抹茶な風に誘われて。
 天下を取ったように大騒ぎするハナコたちを追い返し、やっと静けさを取り戻した夕暮れ時。

 縁側で休ませていたかをるに点ててやった茶を差し出したら、まだ赤い顔のまま受け取った。

「……あの……」

「何だ」

 もじもじして口を開かないかをるの隣に腰掛けて、わざと顔を覗き込んでやる。

「はっきり言えないなら、三度目のキスでもしてやろうか?」

 冗談半分そう言うと、あわてたかをるが首をぶんぶん振った。

「わっ、私、本当に静さんの彼女になったんですか?」

 勇気を振り絞ったように訊ねられ、面食らう俺。

「――つくづくストレートだな。ああ、そうだ。どうだ、これで安心したか?」

「え、いえ、そんな……あ、はい」

 吹き出した俺を不服そうに見つめていたかをるは、茶を一口飲んで、静かに低木のむくげに顔を向けた。

「――信念」

 突然呟いたら、怪訝そうにかをるが振り向く。

 そのこげ茶色の瞳に笑いながら、俺は続けた。

「むくげの花言葉だよ。繊細な美ってのもあるんだが、見た目はそうでも中身はわりと強そうだからな。そっちのイメージで今日の茶花に選んだ。ついでに言うと茶碗もそれに合わせた色だ。言ったろ? 茶道では、客をもてなすために床の間の掛け軸から、茶花から、何から何まで気を配るもんだって」

「……客」

 呟き返したかをるの頭を突付いて、笑う。

「お前のこと」

 単なる茶事の客という意味だけではない、俺の言葉をどう受け取ったのか、かをるはただ嬉しそうに笑顔になる。

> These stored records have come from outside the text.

PR #1952, opened 2025-10-03
feat: exposed ConnectTiles via federated module for use in serverless onboarding experience in Cloudv2

eblairmckee:
exposes the ConnectTiles component via federated modules, as well as component types

### DIFF
--- a/frontend/bun.lock
+++ b/frontend/bun.lock
@@ -22,6 +22,7 @@
         "@heroicons/react": "^1.0.6",
         "@hookform/resolvers": "^4.1.3",
         "@modelcontextprotocol/sdk": "^1.18.2",
+        "@module-federation/typescript": "^3.1.5",
         "@monaco-editor/react": "^4.7.0",
         "@primer/octicons-react": "^19.18.0",
         "@redpanda-data/ui": "^4.2.0",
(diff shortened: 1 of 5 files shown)


sago2k8 (approved):
LGTM

frontend/bun.lock
malinskibeniamin, line 1: Let's update `yarn.lock` too

frontend/module-federation.js
```diff
@@ -1,12 +1,14 @@
...
 
-module.exports = {
+const federationConfig = {
   filename: 'embedded.js',
   name: 'rp_console',
 
   exposes: {
     './EmbeddedApp': './src/EmbeddedApp.tsx',
     './injectApp': './src/injectApp.tsx',
+    './connect-tiles': './src/components/pages/rp-connect/onboarding/connect-tiles.tsx',
```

 今度こそ自分の言葉で引き出せた、やわらかい笑顔だった。

「――まいったな」

 小さくもらした声はかをるには届かなかったようで、静かに並んだまま時は過ぎていく。

 夏の夕暮れ、まだ蒸し暑さの残る庭で、俺は自分の隣で笑う『客』をこうして受け入れた。

 ――俺の心に訪れた、無意識で強力な『客』のことを。

 気づけばもう始まっている、それが恋、か。

 自分自身で少し前に考えた言葉を思い出し、俺はくすぐったい気持ちで残りの茶を飲み干した。

 ほんのり苦い、抹茶の味がじわりと広がる。